If it happens only to JWFans, they should be notified. But they probably already know about it and not much can be done unless they exceed their regular donations to upgrade the features of their forum?

It’s beyond me.
Personally, I just think you’re some kind of pervert that won’t share porn. :-/

dled, installed, giving it a try.

On a similar note,

users should be weery when clicking on any random link shortener.
Some popular link shortening services are easily leading to malware and other hostile environments with no idea of what you’re clicking on.
Anti-Exploit + Anti-Malware should help protect against those.

Google shortener, tinyurl have been involved in cases of malicious activity when random people clicked on random links without knowing who posted what.
Brain power activate! :smrt:

A very sweet links shortener is provided by the french computer mag "Canard PC". it works well, but I don’t know how long the shortened links are valid.

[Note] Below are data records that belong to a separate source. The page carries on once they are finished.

PR #303, opened 2023-10-26
Rename `SiteImage` fields to be consistent with scoring DB

mvandenburgh:


BryonLewis (approved):
Pulled, built did some basic downloading and image viewing and it seems to still work.

PR #309, opened 2023-11-07
Fix Scoring Satellite Fetching

BryonLewis:
Implements proper download counts for the /model-run and /model-run/{id} endpoints by adding in the model_run_uuid to the satellite fetching model for the scoring app and adding a secondary query to display the value.


django/src/rdwatch_scoring/models/satellite_fetching.py
```diff
@@ -5,3 +5,4 @@
 
 class SatelliteFetching(BaseSatelliteFetching):
     site = models.CharField(max_length=255)
+    model_run_uuid = models.CharField(max_length=255, blank=True, null=True)
```
mvandenburgh, line 8: Is there ever a case where this would be null? And if not - we haven't deployed any of this code yet, so I wonder if it would be better to instead tweak the existing migration to include this field and set it to non-null. What do you think?

django/src/rdwatch_scoring/views/model_run.py
```diff
@@ -169,12 +188,20 @@ def list_model_runs(
     request: HttpRequest,
     filters: ModelRunFilterSchema = Query(...),  # noqa: B008
 ):
-    return filters.filter(get_queryset())
+    data = filters.filter(get_queryset())
+    # lets get the downloading information for model_runs
```
mvandenburgh, line 192:
```suggestion
```

django/src/rdwatch_scoring/models/satellite_fetching.py
BryonLewis: Good call.  I did it because I didn't feel like clearing data out of my existing DB when testing. I can add this stuff to the previous migration and revert it back to remove the blank/null.

mvandenburgh (approved):

PR #319, opened 2023-11-16
Fix date picker on download image prompt

Sean-S-Wang:
Fix the date picker closing the menu if anything except a day on the calendar was clicked


BryonLewis (approved):
Thanks for adding this.

PR #320, opened 2023-11-21
Add global error handler/popup snackbar

mvandenburgh:
This configures the Vue app with a global error handler that will catch any JavaScript errors that are thrown and render them in a UI popup. A copy-to-clipboard button is included to make including these errors in bug reports easier.

Here's an example of a background request failing:

https://github.com/ResonantGeoData/RD-WATCH/assets/37340715/d94be735-5dca-4ac4-a9cf-d4f01e7d5631

And here's an example of an error with a longer stack trace to demonstrate the scrolling functionality (i inserted a `throw Error('...')` manually here)

https://github.com/ResonantGeoData/RD-WATCH/assets/37340715/2dd6ef66-2c57-43ed-8132-46c198df8ca4

### DIFF
--- a/vue/src/components/ErrorPopup.vue
+++ b/vue/src/components/ErrorPopup.vue
@@ -1,0 +1,64 @@
+<script setup lang="ts">
+defineProps<{
+  errorText: string
+}>();
+
+const emit = defineEmits<{
+  (e: "close"): void;
+}>();
+
+function copyToClipboard(text: string) {
+  navigator.clipboard.writeText(text);
+}
+</script>
+
+<template>
+  <v-snackbar
+    absolute
+    multi-line
+    location="top right"
+    :model-value="!!errorText"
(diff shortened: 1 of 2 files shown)


vue/src/components/ErrorPopup.vue
```diff
@@ -0,0 +1,64 @@
...
+        class="overflow-auto"
+        style="max-height: 40vh; white-space: pre-line;"
+      >
+        {{ errorText }}
+      </div>
+    </div>
+    <template #actions>
+      <v-btn
+        color="info"
+        variant="text"
```
BryonLewis, line 57: very minor, either switching it to variant='flat' or change the color so that info color of Blue doesn't clash as much with the red background.

BryonLewis (approved):
one extremely minor thing regarding the close button in the component.

PR #321, opened 2023-11-21
Clean up new site endpoint

mvandenburgh:
I made a couple suggested changes to #318 here, organized by commit. @BryonLewis any thoughts on these changes? If you agree with them, I can push changes for the frontend as well.


BryonLewis:
I'm fine with it.  It's going to create some work in that fact that you can't rely anymore on `/scoring/site` and `/site` because of our messed up way of using site_evaluation under the /evaluations/ endpoint.  Also I think you may need to sync up if you want to have /details on the end of the endpoint or not, because that's different between the two as well.

BryonLewis (approved):
I'm okay with it if you want to change these endpoints.  Just my comments that it will make some front-end /scoring vs /non-scoring endpoints a little more difficult.  I think the real solution in the future is to move the stuff in /evaluations/ to /sites/ to be more in line with the scoring DB.

mvandenburgh:
I'm going to close this as it's become significantly outdated and isn't really relevant anymore.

here it is: CPC – Crush LinX (Want small URL ?) (http://cpc.cx/)

And if you wonder who Terraboule tech is, it’s one of the magazine journalists, Doc Terraboule, their hardware specialist.

also, there is never too much malwarebytes software on your PC.

I’ve never trusted ad.fly. I’ve never used my links on them, nor have I been very keen on continuing with them…

Continuing on what somebody said earlier about link shorteners, yes – be careful when clicking on them. The way I check is to eiher right click on the link, Inspect the Element and check what link it will redirect you to.
Or, open it in Incognito mode and as soon as you think it’s suspicious in any way, exit it.

The for the info Sparky, blind linking is risky so such a tool would be a nice addition to ones security perimeter.